How is that for a shocking scenario? But Jesus does not leave Saul lying in the road. Jesus tells Saul to get up and to finish his journey into Damascus. He shall stay there until a man named Ananias finds him. The problem is that Saul has become blind. So his companions guide him into Damascus where he waits for three days. Saul neither eats or drinks that whole time. So that is one shocking event. But here is another one.

This man named Ananias is a follower of Jesus – a disciple we heard John read earlier. He may have had some courage but not enough for this assignment. Ananias says, “No way, Lord, not me. I value my life more than that.” But Jesus, the Lord, says to Ananias, “I need you to go to Saul. He is expectiing you. I have blinded him to get his attention. I have great plans for him. But Saul and I need you to go touch Saul so he will regain his sight.” So Ananias goes to the street called Straight to the home of a man named Judas and finds this man from Tarsus named Saul.

Things like scales fall from Saul’s eyes and he can see again. But now he sees as Jesus, the Lord, wants him to see and to understand. Saul confesses that he now is a believer in this Jesus. Saul is baptized. He regains his strength and starts to preach again but now he is preaching in support of Jesus, not against Jesus. I had thought that Saul’s name changed at this point in time. Upon investigating in the book of Acts, I need to go to Chapter 13:9 to find this mild statement, “But Saul, also known as Saul, filled with the Holy Spirit, . . .”

I love this story – how God stops someone in his or her tracks and transforms him or her. When you and I have those times when we wonder how God could possibly love us or have good use of us, we can think of Saul-Paul. If it had not been for Paul, I wonder who would have started the Church of Jesus Christ. Paul traveled and traveled and traveled, starting communities of believers as he went. This is in the days of walking or traveling by boat. You may have seen the maps which show his three major trips around the Mediterranean Sea. Paul and his companions nearly die in an awful storm on the sea. He finally makes it to Rome and finds himslef in jail there because of his preaching about Jesus and the salvation he provides. Paul writes rejoicing expressions in his letters to the other churches which he has started – all while he is in jail! “Rejoice in the Lord always, again I say rejoice!”

Between Peter and Paul the church is birthed and flourishes.

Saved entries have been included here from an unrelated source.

PR #3135, opened 2016-07-05
More GCed ref for flaky test

beeender:


emanuelez:
Even better if we could detect automatically this kind of thing with some static code analysis

zaki50:
:+1:

I executed `connectedCheck` task several times on this branch.
I feet our test is much more stable than before. 💯

beeender:
@emanuelez Create a issue #3142 to track that.

PR #3137, opened 2016-07-05
Clean and unify the Jenkinsfile

emanuelez:
It also adds Slack notifications for the `master` and `releases` branches and introduces lint checking.
It doesn't fail be build yet since we have 135 issues to solve (in our unit tests)


emanuelez:
@realm/java @teotwaki @alebsack

Jenkinsfile
```diff
@@ -1,169 +1,158 @@
...
-        def rootFolder = new File('unzipped/jni')
-        rootFolder.traverse (type: DIRECTORIES) { folder ->
-            def abiName = folder.name()
-            def libSize = new File(folder, 'librealm-jni.so').size() as String
-            sendTaggedMetric('abi_size', libSize, 'type', abiName)
-        }
+  dir('realm/realm-library/build/outputs/aar') {
+    sh '''set -xe
+    unzip realm-android-library-release.aar -d unzipped
+    find $ANDROID_HOME -name dx | sort -r | head -n 1 > dx
```
kneth: Why store in a file? An environment variable might be an alternative.

kneth:
It looks fine to me - but it's a bit out of my typical range ;-)

Jenkinsfile
emanuelez: because that's the only way to pass data from a `sh` section back into Groovy. Environment variables are ephemeral in this context.

zaki50: but it doesn't seem to be used in Groovy.

emanuelez: Ah right! That's is old code from Christian. I didn't touch that part (apart from the indentation). Agreed, a variable could do, but it's a bit out of the scope of the PR

Jenkinsfile
```diff
@@ -1,169 +1,158 @@
...
+
+def buildSuccess = false
+try {
+  node('docker') {
+    // Allocate a custom workspace to avoid having % in the path (it breaks ld)
+    ws('/tmp/realm-java') {
+      stage 'SCM'
+      checkout scm
+      // Make sure not to delete the folder that Jenkins allocates to store scripts
+      sh 'git clean -ffdx -e .????????'
```
cmelchior: Could we narrow the regular expression a bit? ie. to only alphanumerical characters or something?

Jenkinsfile
```diff
@@ -1,169 +1,158 @@
...
-            'archive': true,
-            'glob' : 'logcat.txt'
+        // TODO: add support for running monkey on the example apps
+
+        if (env.BRANCH_NAME == 'master') {
+          stage 'Collect metrics'
+          collectAarMetrics()
+
+          stage 'Publish to OJO'
+          gradle 'assemble ojoUpload'
```
cmelchior: should this be `gradle('assemble ojoUpload') instead ?

Jenkinsfile
emanuelez: I wish we had regexes! :( Only shell wildcards are allowed here

Jenkinsfile
emanuelez: In Groovy if you only have one argument you can omit the brackets and it's used all over the place in the Jenkinsfile DSL as you can see

alebsack:
:+1 Although my groovy isn't great yet...  I'll be sure to track this repo for examples. :)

Even with the small hiccups and through the dark ages, the church has survived. What does that mean for us? Our church and similar churches don’t appear to be thriving. It takes some imagination to think our church would still be serving God another hundered years not to mention a thousand years from now.

A thousand ages in your sight are like an evening gone,
Short as the watch that ends the night before the rising sun.
O God our help in ages past, our hope for years to come,
Still be our God while troubles last, and our eternal home!

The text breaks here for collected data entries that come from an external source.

PR #3144, opened 2016-07-06
BYE BYE finalizer

### LINKED ISSUE #2496: io.realm.internal.Table.finalize() timed out after 10 seconds

beeender:
This PR is trying to move the native desctructions from finalizer to Phantom Deamon.
And some ideas are inspired by https://android-review.googlesource.com/#/c/175765/10
- [x] Use linked list for phantom reference queue which should be faster than current array implementation. (no more chunk allocation)
- [x] Use function pointer to generalize the deallocation for native objects instead of current `switch`/`case` based routine.
- [x] All native objects go with the phantom reference, (maybe even the `SharedGroup`/`Group`, needs to confirm). _This will be handled in other PR._
- [x] Use Phantom Deamon thread to do deallocation.
- [x] Check if we still need lock on `Context` if we can do deallocation only on one thread.
- [x] Some exciting benchmarks.

#
## Why?
* To close #2496 . Some UI freeze is caused by the Realm's finalizer.
* See [Finalization and Phantom References](https://dzone.com/articles/finalization-and-phantom) about the problem with with Finalization and why the phantom reference is preferred.
* It basically simplify our code for deallocating native resource.

# 
## Memory Usage Benchmarks (Mem usage in KB)

The memory usage benchmark is done by [this script](https://gist.github.com/beeender/730b058e3e44985444e4a8402bfb7335). It gets the java/native alloc heap every 100ms.

**From the results, it shows a slightly better memory usage for low end devices, but more memory used for high end devices. It doesn't necessarily mean that Phantom reference it better/worse than finalizer, but it tells we don't have a native memory pressure problem with it.**

Blow benchmark measure and compare the memory usage during running realm-java benchmark unit tests. 

| Device | Average Java Heap | Peak Java Heap | Average Native Heap | Peak Native Heap |
| --- | --- | --- | --- | --- |
| Nokia X2 4.3 512MB - Phantom | 7116 | 9328 | 2983 | 24409 |
| Nokia X2 4.3 512MB - Finalizer | 7198 | 9423 | 3104 | 24408 |
| Simulator 6.0 1.5GB - Phantom | 4174 | 23191 | 51624 | 271318 |
| Simulator 6.0 1.5GB - Finalizer | 3833 | 17921 | 35738 | 225334 |
| Huawei Honor 7 6.0 3GB - Phantom | 18409 | 24979 | 50426 | 101464 |
| Huawei Honor 7 6.0 3GB - Finalizer | 18436 | 25172 | 42681 | 86378 |
| Xoom 4.1.2 1GB - Phantom | 3155 | 6658 | 2373 | 14691 |
| Xoom 4.1.2 1GB - Finalizer | 3207 | 5708 | 4349 | 21698 |
## Performance Benchmarks

The left results are for Phantom deamon, the right ones are for finalizers. Tests are done with Xoom 4.1.2 device. No big changes in most cases except objects creations.

phantomvsfinalizer
# 
## Commit Message

Use phantom reference and daemon thread to replace finalizer for
destruct native objects.

Some key points of this commit:
- The phantom reference pool is implemented as a linked list which
  suppose to be fast insertion/removal.
- A daemon thread is created to monitor and free all phantom reference.
- Delayed disposal before native object creation is not needed any more.
- SharedGroup still gets freed in the caller thread with a lock on
  context.
- Native object needs to pass a destruction function pointer in addition
  to the native object pointer.


realm/realm-library/src/androidTest/java/io/realm/GCTests.java
```diff
@@ -0,0 +1,127 @@
...
+import io.realm.entities.AllTypes;
+import io.realm.entities.Dog;
+import io.realm.rule.TestRealmConfigurationFactory;
+
+import static junit.framework.TestCase.assertNotNull;
+
+// This test is for the fact we don't have locks for native objects creation that when finalizer/phantom thread free the
+// native object, the same Realm could have some native objects creation at the same time.
+@RunWith(AndroidJUnit4.class)
+public class GCTests {
```
beeender: This test takes some time. Maybe we should disable it by default. But it worth to run before release/core updates.

beeender:
@realm/java This is ready

beeender:
back to in progress because of native crash.

realm/realm-jni/src/io_realm_internal_LinkView.cpp
```diff
@@ -248,3 +250,15 @@ JNIEXPORT void JNICALL Java_io_realm_internal_LinkView_nativeRemoveTargetRow
...
+static void finalize_link_view(jlong ptr)
+{
+    TR_ENTER_PTR(ptr)
+    LangBindHelper::unbind_linklist_ptr(*LV(ptr));
+}
+
+JNIEXPORT jlong JNICALL Java_io_realm_internal_LinkView_nativeGetFinalizer
+  (JNIEnv *, jclass)
+{
+    return static_cast<jlong>(reinterpret_cast<uintptr_t>(&finalize_link_view));
```
stk1m1: it seems `static_cast<jlong>(reinterpret_cast<uintptr_t>())` gets repeated multiple times (6 times total). Any chance to use a MACRO?

beeender: I had a discussion with @kneth before... actually this more readable than macro. So I think it is better we keep this style.

stk1m1:
Great work 👍  Unstoppable @beeender!

beeender:
Tests still fail on my simulator with below crash log, checking now.

```
F/libc    ( 4257): Fatal signal 6 (SIGABRT), code -6 in tid 4276 (pool-1-thread-1)
I/DEBUG   ( 1139): *** *** *** *** *** *** *** *** *** *** *** *** *** *** *** ***
I/DEBUG   ( 1139): Build fingerprint: 'Android/sdk_google_phone_x86/generic_x86:5.1.1/LMY48X/3038874:userdebug/test-keys'
I/DEBUG   ( 1139): Revision: '0'
I/DEBUG   ( 1139): ABI: 'x86'
I/DEBUG   ( 1139): pid: 4257, tid: 4276, name: pool-1-thread-1  >>> io.realm.test <<<
I/DEBUG   ( 1139): signal 6 (SIGABRT), code -6 (SI_TKILL), fault addr --------
I/DEBUG   ( 1139):     eax 00000000  ebx 000010a1  ecx 000010b4  edx 00000006
I/DEBUG   ( 1139):     esi a2be9db8  edi 00000002
I/DEBUG   ( 1139):     xcs 00000073  xds 0000007b  xes 0000007b  xfs 00000077  xss 0000007b
I/DEBUG   ( 1139):     eip b74aa0f6  ebp 000010b4  esp a2be9070  flags 00200286
I/DEBUG   ( 1139):
I/DEBUG   ( 1139): backtrace:
I/DEBUG   ( 1139):     #00 pc 000750f6  /system/lib/libc.so (tgkill+22)
I/DEBUG   ( 1139):     #01 pc 0002217b  /system/lib/libc.so (pthread_kill+155)
I/DEBUG   ( 1139):     #02 pc 000239f4  /system/lib/libc.so (raise+36)
I/DEBUG   ( 1139):     #03 pc 0001bdf4  /system/lib/libc.so (abort+84)
I/DEBUG   ( 1139):     #04 pc 001566a4  /data/app/io.realm.test-1/lib/x86/librealm-jni.so (__gnu_cxx::__verbose_terminate_handler()+452)
I/DEBUG   ( 1139):     #05 pc 00124fc7  /data/app/io.realm.test-1/lib/x86/librealm-jni.so (__cxxabiv1::__terminate(void (*)())+23)
I/DEBUG   ( 1139):     #06 pc 00156145  /data/app/io.realm.test-1/lib/x86/librealm-jni.so (__cxa_call_terminate+69)
I/DEBUG   ( 1139):     #07 pc 00124ab1  /data/app/io.realm.test-1/lib/x86/librealm-jni.so (__gxx_personality_v0+321)
I/DEBUG   ( 1139):     #08 pc 0016ce56  /data/app/io.realm.test-1/lib/x86/librealm-jni.so (_Unwind_RaiseException_Phase2+140)
I/DEBUG   ( 1139):     #09 pc 0016d2a4  /data/app/io.realm.test-1/lib/x86/librealm-jni.so (_Unwind_Resume+92)
I/DEBUG   ( 1139):     #10 pc 00078a52  /data/app/io.realm.test-1/lib/x86/librealm-jni.so (realm::_impl::WriteLogCollector::map_header_if_needed() const+114)
I/DEBUG   ( 1139):     #11 pc 0007a8f0  /data/app/io.realm.test-1/lib/x86/librealm-jni.so (realm::_impl::WriteLogCollector::get_changesets(unsigned long long, unsigned long long, realm::BinaryData*) const+42)
I/DEBUG   ( 1139):     #12 pc 00023985  /data/app/io.realm.test-1/lib/x86/librealm-jni.so (realm::_impl::ChangesetInputStream::next_block(char const*&, char const*&)+127)
I/DEBUG   ( 1139):     #13 pc 00024e7d  /data/app/io.realm.test-1/lib/x86/librealm-jni.so (realm::_impl::TransactLogParser::next_input_buffer()+23)
I/DEBUG   ( 1139):     #14 pc 0007b9fc  /data/app/io.realm.test-1/lib/x86/librealm-jni.so (realm::Group::advance_transact(unsigned int, unsigned int, realm::_impl::NoCopyInputStream&)+182)
I/DEBUG   ( 1139):     #15 pc 00106aac  /data/app/io.realm.test-1/lib/x86/librealm-jni.so (_ZN5realm11SharedGroup15do_advance_readINS_5_impl23NullInstructionObserverEEEbPT_NS0_9VersionIDERNS2_7HistoryE.constprop.1544+316)
I/DEBUG   ( 1139):     #16 pc 00024a11  /data/app/io.realm.test-1/lib/x86/librealm-jni.so (realm::LangBindHelper::advance_read(realm::SharedGroup&, realm::SharedGroup::VersionID)+209)
I/DEBUG   ( 1139):     #17 pc 00033f8c  /data/app/io.realm.test-1/lib/x86/librealm-jni.so (handoverQueryToWorker(long long, long long, bool)+220)
I/DEBUG   ( 1139):     #18 pc 00039ff0  /data/app/io.realm.test-1/lib/x86/librealm-jni.so (Java_io_realm_internal_TableQuery_nativeFindAllWithHandover+135)
I/DEBUG   ( 1139):     #19 pc 0066f38b  /data/dalvik-cache/x86/data@app@io.realm.test-1@base.apk@classes.dex
W/ActivityManager( 1500): Error in app io.realm.test running instrumentation ComponentInfo{io.realm.test/android.support.test.runner.AndroidJUnitRunner}:
W/ActivityManager( 1500):   Native crash
```

realm/realm-jni/src/io_realm_internal_TableView.cpp
```diff
@@ -148,10 +150,7 @@ JNIEXPORT void JNICALL Java_io_realm_internal_TableView_nativePivot(
 JNIEXPORT void JNICALL Java_io_realm_internal_TableView_nativeClose(
     JNIEnv*, jclass, jlong nativeViewPtr)
 {
-    if (nativeViewPtr == 0)
```
bmunkholm: This code is not transferred to the new finalize_table_view(). Are you ensuring nativeViewPtr is not 0 somewhere else?

realm/realm-library/src/androidTest/java/io/realm/internal/JNICloseTest.java
```diff
@@ -1,183 +0,0 @@
-/*
```
bmunkholm: Where else are you checking behaviour of using realm after it's been closed?

realm/realm-jni/src/io_realm_internal_TableView.cpp
beeender: It should never be 0. If it is, then it is a bug in our side.

realm/realm-library/src/androidTest/java/io/realm/internal/JNICloseTest.java
beeender: GCTests

realm/realm-library/src/main/java/io/realm/internal/LinkView.java
```diff
@@ -21,20 +21,32 @@
 /**
  * The LinkView class represents a core {@link RealmFieldType#LIST}.
  */
-public class LinkView extends NativeObject {
+public class LinkView implements NativeObject {
 
     private final Context context;
     final Table parent;
     final long columnIndexInParent;
+    private final long nativePointer;
```
bmunkholm: Keep it consistent with other use and make it more explicit: nativeLinkViewPtr

realm/realm-library/src/main/java/io/realm/internal/LinkView.java
```diff
@@ -21,20 +21,32 @@
...
+    private static final long nativeFinalizerPointer = nativeGetFinalizer();
```
bmunkholm: -> nativeFinalizerPtr for consistency

realm/realm-library/src/main/java/io/realm/internal/NativeObject.java
```diff
@@ -19,8 +19,9 @@
...
  * This abstract class represents a native object from core.
  * It specifies the operations common to all such objects.
- * All Java classes wrapping a core class should extend NativeObject.
+ * All Java classes wrapping a core class should implement NativeObject.
  */
-public abstract class NativeObject {
-    long nativePointer;
+interface NativeObject {
+    long getNativePointer();
+    long getNativeFinalizer();
```
bmunkholm: ->getNativeFinalizerPtr()

realm/realm-library/src/main/java/io/realm/internal/NativeObject.java
```diff
@@ -19,8 +19,9 @@
 /**
  * This abstract class represents a native object from core.
  * It specifies the operations common to all such objects.
- * All Java classes wrapping a core class should extend NativeObject.
+ * All Java classes wrapping a core class should implement NativeObject.
  */
-public abstract class NativeObject {
-    long nativePointer;
+interface NativeObject {
+    long getNativePointer();
```
bmunkholm: -> getNativePtr()

beeender:
Back to in progress.
1. Found a crash with low end devices
2. I think it is possible to totally remove the `Context with a small modification in core side.

beeender:
@realm/java We can start review this. Removing the context will be another PR when I got time.

realm/realm-library/src/main/java/io/realm/internal/LinkView.java
beeender: will fix

realm/realm-jni/src/io_realm_internal_LinkView.cpp
kneth: Yeah, especially when we move to C++14 and start using `auto`.

realm/realm-jni/src/io_realm_internal_LinkView.cpp
```diff
@@ -248,3 +250,15 @@ JNIEXPORT void JNICALL Java_io_realm_internal_LinkView_nativeRemoveTargetRow
         return lvr->remove_target_row( S(pos) );
     } CATCH_STD()
 }
+
+static void finalize_link_view(jlong ptr)
+{
+    TR_ENTER_PTR(ptr)
```
kneth: I would prefer to have the `TR_ENTER` and `TR_ENTER_PTR` macros at the JNI border. The macros writes the function's name to the log, and `finalize_link_view` provide us with less information compare to, say, `Java_io_realm_internal_LinkView_nativeClose`.

realm/realm-library/src/main/java/io/realm/internal/Context.java
```diff
@@ -17,135 +17,22 @@
 package io.realm.internal;
 
 import java.lang.ref.ReferenceQueue;
-import java.util.ArrayList;
-import java.util.List;
 
+// Currently we free native objects in two threads, the SharedGroup is freed in the caller thread, others are freed in
```
kneth: @finnschiermer Please read this. Can core help us?

beeender: Related test cases have been added to core. https://github.com/realm/realm-core/blob/master/test/test_destructor_thread_safety.cpp

finnschiermer: Destruction of SharedGroup (and hence Group and Table) is currently not thread-safe with respect to destruction of other accessors, you have two ensure mutual exclusion. This is also illustrated by the use of locks in the testcases @beeender mentions above. Explicit call of SharedGroup::close() or Table::detach() is also not thread-safe with respect to destruction of other accessors.

realm/realm-jni/src/io_realm_internal_LinkView.cpp
beeender: @kneth This could be called through function pointer. And actually we don't need `nativeClose()` anymore since those thing are supposed to be freed by phantom thread. Shall I just remove those `nativeClose()`?

beeender: Hmm, after checking, the `LinkView.nativeClose` is called by bulk insertion for speed. We need to keep that.

realm/realm-library/src/main/java/io/realm/internal/LinkView.java
beeender: since the interface is `getNativePtr`, so use `nativePtr` for all looks better. will change in that way.

Zhuinden:
Is there an ETA on this merge? I've seen lots of `Context.finalize()` so I expect this to add a lot of additional stability.

realm/realm-library/src/androidTest/java/io/realm/GCTests.java
```diff
@@ -0,0 +1,128 @@
...
+import org.junit.Test;
+import org.junit.runner.RunWith;
+
+import io.realm.entities.AllTypes;
+import io.realm.entities.Dog;
+import io.realm.rule.TestRealmConfigurationFactory;
+
+import static junit.framework.TestCase.assertNotNull;
+
+// This test is for the fact we don't have locks for native objects creation that when finalizer/phantom thread free the
```
nhachicha: can we trigger/assert the collection of references (using the daemon thread) to ensure the assumption.
> the same Realm could have some native objects creation at the same time

realm/realm-library/src/main/java/io/realm/internal/Context.java
```diff
@@ -17,127 +17,24 @@
...
+// PhantomDaemon thread. And the destruction in both threads are locked by the corresponding context.
+// The purpose of locking on Context is:
+// Destruction of SharedGroup (and hence Group and Table) is currently not thread-safe with respect to destruction of
+// other accessors, you have two ensure mutual exclusion. This is also illustrated by the use of locks in the test
```
nhachicha: you have to

realm/realm-library/src/main/java/io/realm/internal/Context.java
```diff
@@ -17,127 +17,24 @@
...
+// test_destructor_thread_safety.cpp. Explicit call of SharedGroup::close() or Table::detach() is also not thread-safe
+// with respect to destruction of other accessors.
 public class Context {
+    private final static ReferenceQueue<NativeObject> referenceQueue = new ReferenceQueue<NativeObject>();
+    private final static Thread phantomThread = new Thread(new FinalizerRunnable(referenceQueue));
```
nhachicha: minor: scary name 👻 I know it's soon 🎃 but maybe `gcThread` is more appropriate?

realm/realm-library/src/main/java/io/realm/internal/Context.java
```diff
@@ -17,127 +17,24 @@
...
-
-    public void asyncDisposeQuery(long nativePointer) {
-        if (isFinalized) {
-            TableQuery.nativeClose(nativePointer);
-        }
-        else {
-            abandonedQueries.add(nativePointer);
-        }
+    static {
+        phantomThread.setName("RealmPhantomDaemon");
```
nhachicha: ditto

realm/realm-library/src/main/java/io/realm/internal/NativeObjectReference.java
```diff
@@ -23,43 +23,70 @@
...
+        this.nativePtr = referent.getNativePtr();
+        this.nativeFinalizerPtr = referent.getNativeFinalizerPtr();
+        this.context = context;
+        referencePool.add(this);
     }
 
     /**
      * To dealloc native resources.
      */
     void cleanup() {
```
nhachicha: For some implementation reasons, I think it's also advised to call https://developer.android.com/reference/java/lang/ref/Reference.html#clear()

> Unlike soft and weak references, phantom references are not automatically cleared by the garbage collector as they are enqueued
from http://docs.oracle.com/javase/6/docs/api/java/lang/ref/PhantomReference.html

realm/realm-library/src/main/java/io/realm/internal/LinkView.java
```diff
@@ -21,20 +21,32 @@
...
  * The LinkView class represents a core {@link RealmFieldType#LIST}.
  */
-public class LinkView extends NativeObject {
+public class LinkView implements NativeObject {
 
     private final Context context;
     final Table parent;
     final long columnIndexInParent;
+    private final long nativePtr;
+    private static final long nativeFinalizerPtr = nativeGetFinalizerPtr();
```
nhachicha: why static? is this shared between `LinkView`?

realm/realm-library/src/main/java/io/realm/internal/NativeObject.java
```diff
@@ -19,8 +19,9 @@
 /**
  * This abstract class represents a native object from core.
  * It specifies the operations common to all such objects.
- * All Java classes wrapping a core class should extend NativeObject.
+ * All Java classes wrapping a core class should implement NativeObject.
  */
-public abstract class NativeObject {
-    long nativePointer;
+interface NativeObject {
```
nhachicha: any Comment/Javadoc explaining the purpose of these methods?

realm/realm-library/src/main/java/io/realm/internal/NativeObjectReference.java
```diff
@@ -23,43 +23,70 @@
...
  * This is required as phantom references cannot access the original objects for this value.
  */
-public final class NativeObjectReference extends PhantomReference<NativeObject> {
+final class NativeObjectReference extends PhantomReference<NativeObject> {
 
-    // Using int here instead of enum to make it faster since the cleanup needs to be called
-    // in a loop to dealloc every native reference.
-    public static final int TYPE_LINK_VIEW = 0;
-    public static final int TYPE_ROW = 1;
+    // Linked list to keep the reference of the PhantomReference
```
nhachicha: why not use/extends `	java.util.LinkedList<NativeObjectReference>`?

realm/realm-library/src/main/java/io/realm/internal/Table.java
```diff
@@ -43,11 +43,16 @@
     private static final long PRIMARY_KEY_FIELD_COLUMN_INDEX = 1;
     private static final long NO_PRIMARY_KEY = -2;
 
-    long nativePtr;
+    protected long nativePtr;
+    private static final long nativeFinalizerPtr;
```
nhachicha: why static is the function pointer the same for all `Table`?

realm/realm-library/src/main/java/io/realm/internal/NativeObjectReference.java
beeender: I think i tried `java.util.LinkedList`, but that was much slower than this custom implementation, mainly because of it adds overhead by some extra features we don't need here.

realm/realm-library/src/main/java/io/realm/internal/Table.java
beeender: yes!

realm/realm-library/src/main/java/io/realm/internal/LinkView.java
beeender: Yes, it just returns an function pointer, all `LinkView` share the same one.

realm/realm-library/src/main/java/io/realm/internal/NativeObjectReference.java
beeender: > Clears this reference object. Invoking this method will not cause this object to be enqueued.
This method is invoked only by Java code; when the garbage collector clears references it does so directly, without invoking this method.

The `Reference.clear()` has a slightly different meaning than the `cleanup()` here. Although the `PhantomReference.clear()` is not called by the jvm. I prefer to still using a different method than it ...

realm/realm-library/src/main/cpp/io_realm_internal_LinkView.cpp
```diff
@@ -19,10 +19,13 @@
 
 using namespace realm;
 
+static void finalize_link_view(jlong ptr);
+
 JNIEXPORT void JNICALL Java_io_realm_internal_LinkView_nativeClose
```
beeender: @nhachicha This is only called by the bulk insert. I think we could remove the calling from there and just rely on GC to free it?

beeender: Also, it should make the insertion even faster.

realm/realm-library/src/main/java/io/realm/internal/Context.java
```diff
@@ -17,127 +17,24 @@
...
-
-    public void asyncDisposeQuery(long nativePointer) {
-        if (isFinalized) {
-            TableQuery.nativeClose(nativePointer);
-        }
-        else {
-            abandonedQueries.add(nativePointer);
-        }
+    static {
+        finalizingThread.setName("RealmFinalizingDaemon");
```
zaki50: Shouldn't we make `finalizingThread` as a daemon thread?

realm/realm-library/src/main/java/io/realm/internal/Context.java
```diff
@@ -17,127 +17,24 @@
 package io.realm.internal;
 
 import java.lang.ref.ReferenceQueue;
-import java.util.ArrayList;
-import java.util.List;
 
+// Currently we free native objects in two threads, the SharedGroup is freed in the caller thread, others are freed in
+// PhantomDaemon thread. And the destruction in both threads are locked by the corresponding context.
```
zaki50: `PhantomDaemon` -> `RealmFinalizingDaemon`

realm/realm-library/src/main/java/io/realm/internal/Context.java
beeender: I have thought about that, but i don't really know what is benefit of daemon thread in Android. https://groups.google.com/forum/#!topic/android-developers/E67KirHZd3I It seems no difference on Android?

zaki50: No actual difference on Android.
I just thought that if we treat a thread as a daemon thread, we should mark it as daemon.

zaki50:
@beeender Reviewed. My comments other than https://github.com/realm/realm-java/pull/3144#pullrequestreview-6231524 is all minor.

If https://github.com/realm/realm-java/pull/3144#pullrequestreview-6231524 is OK, I'll give :+1:

realm/realm-library/src/main/java/io/realm/internal/NativeObjectReference.java
nhachicha: why not call `clear` after your remove the PhantomReference from the queue?
```java
// Remove the PhantomReference from the pool to free it.
        referencePool.remove(this);
        clear();
```

realm/realm-library/src/main/cpp/io_realm_internal_LinkView.cpp
nhachicha: getting the LinkView uses dynamic allocation `new LinkViewRef` I'm not sure the GC will be able to close/delete the reference without an explicit call to close, If it's the case (using `finalize_link_view`) I'm ok with the refactor.

realm/realm-library/src/main/java/io/realm/internal/Table.java
```diff
@@ -61,7 +66,8 @@ public Table() {
         if (nativePtr == 0) {
             throw new java.lang.OutOfMemoryError("Out of native memory.");
         }
-        sharedRealm = null;
+        this.sharedRealm = null;
+        context.addReference(this);
```
beeender: The Context is created while the root component is created. This constructor is mainly to support the case that a Table can be created without any Group or SharedGroup. Not a real case but only for testing purpose. We can remove this constructor in the future. So, the rule is like when your table is created from SharedRealm, the context is created by the SharedRealm since that is the root component and everything branched out from that should be synced with that context when it get destructed. For the Table created from nowhere, like here, the Table itself it he root component.

zaki50: I saw this constructor is used somewhere in our library code(I'm now mobile).

zaki50: https://github.com/realm/realm-java/blob/master/realm/realm-library/src/main/java/io/realm/internal/TableView.java#L745

GaborPeto:
When is this expected to be merged and released?

realm/realm-library/src/main/cpp/io_realm_internal_LinkView.cpp
beeender: removed `LinkView.nativeClose()`.

realm/realm-library/src/main/java/io/realm/internal/NativeObjectReference.java
beeender:
```
public void clear() {
        this.referent = null;
}
```
The `Reference.clear()` implementation is like above which is not necessary since the ref will be GCed after `cleanup()` called. Avoid calling it to make the finalizer daemon loop faster.

realm/realm-library/src/main/java/io/realm/internal/NativeObjectReference.java
cmelchior: Perhaps add that as a small comment above the class?

realm/realm-library/src/main/java/io/realm/internal/NativeObjectReference.java
```diff
@@ -23,43 +23,70 @@
...
-            case TYPE_LINK_VIEW:
-                LinkView.nativeClose(nativePointer);
-                break;
-            case TYPE_ROW:
-                UncheckedRow.nativeClose(nativePointer);
-                break;
-            default:
-                // Cannot get here.
-                throw new IllegalStateException("Unknown native reference type " + type + ".");
+        synchronized (context) {
```
cmelchior: Is this required? There doesn't seem to be any other synchronizing on context going on?

realm/realm-library/src/main/java/io/realm/internal/Table.java
```diff
@@ -43,11 +43,16 @@
...
     private static final long NO_PRIMARY_KEY = -2;
 
-    long nativePtr;
+    protected long nativePtr;
+    private static final long nativeFinalizerPtr;
     private final Context context;
     private final SharedRealm sharedRealm;
     private long cachedPrimaryKeyColumnIndex = NO_MATCH;
 
+    static {
```
cmelchior: Why in a block instead of just setting it directly on the field?

beeender: There might be a reason but I cannot remember ... maybe my brain was shorted at that time ... I will change it to setting directly.

realm/realm-library/src/main/cpp/io_realm_internal_TableQuery.cpp
```diff
@@ -1912,3 +1909,17 @@ JNIEXPORT void JNICALL Java_io_realm_internal_TableQuery_nativeIsEmpty
...
+{
+    TR_ENTER_PTR(ptr)
+    delete Q(ptr);
+}
+
+JNIEXPORT jlong JNICALL Java_io_realm_internal_TableQuery_nativeGetFinalizerPtr
+  (JNIEnv *, jclass)
+{
+    TR_ENTER()
+    return static_cast<jlong>(reinterpret_cast<uintptr_t>(&finalize_table_query));
```
kneth: Can't we `reinterpret_cast<jlong>(...)` and avoid one cast?

beeender: nope, we cannot. See http://stackoverflow.com/questions/1096341/function-pointers-casting-in-c

kneth: Thanks for educating me :-)

beeender: Cannot get the `std::function` right. Changed to what you suggested.

Zhuinden:
https://github.com/realm/realm-java/pull/3840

A thousand years may be short in God’s eyes but not in our eyes. A thousand years is beyond our perception. I perceive that our place in history is now. We are not responsible for a thousand years from now. That will be someone else’s charge from the Lord. We are now. We can’t change history but we can learn from it. We could default on our responsibility. We could stay home on Sundays; we could keep our money for ourselves. We could say “the heck with it!” But God would come calling us as he called Ananias to take courage and have faith and go to this monster amed Saul. Today we have other monsters but God will take care of them. We just need to do what God says.

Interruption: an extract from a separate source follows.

PR #3146, opened 2016-07-06
Fix a bunch of lint warnings

emanuelez:


realm/realm-library/src/androidTest/java/io/realm/DynamicRealmTests.java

How do we know what God wants us to do? Not many of us are privileged to hear Jesus’ voice coming from the sky. But God speaks to me by putting a very strong thought in my head and it reaches my heart. And I say, “Where did that come from?” How does God direct you? We need open minds. We need to be pliable. Even when we are in our eighties, God may have a task for us. “Go Ananias, go!” Even when we are one hundred, “Go Zion UCC in Womelsdorf, go!”